Assignment: If a line in the material below has the string "polling", copy it out.

== Records for the exercise ==

PR #4344, opened 2021-07-08
Add a 15 minute polling/sampling interval

eriksejr:
This is really just a feature request to add a 15-Minute polling interval option as I have some equipment which only updates data every 15 minutes and I need to patch each update.


netniV:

===

Answer to this problem:
Add a 15 minute polling/sampling interval
This is really just a feature request to add a 15-Minute polling interval option as I have some equipment which only updates data every 15 minutes and I need to patch each update.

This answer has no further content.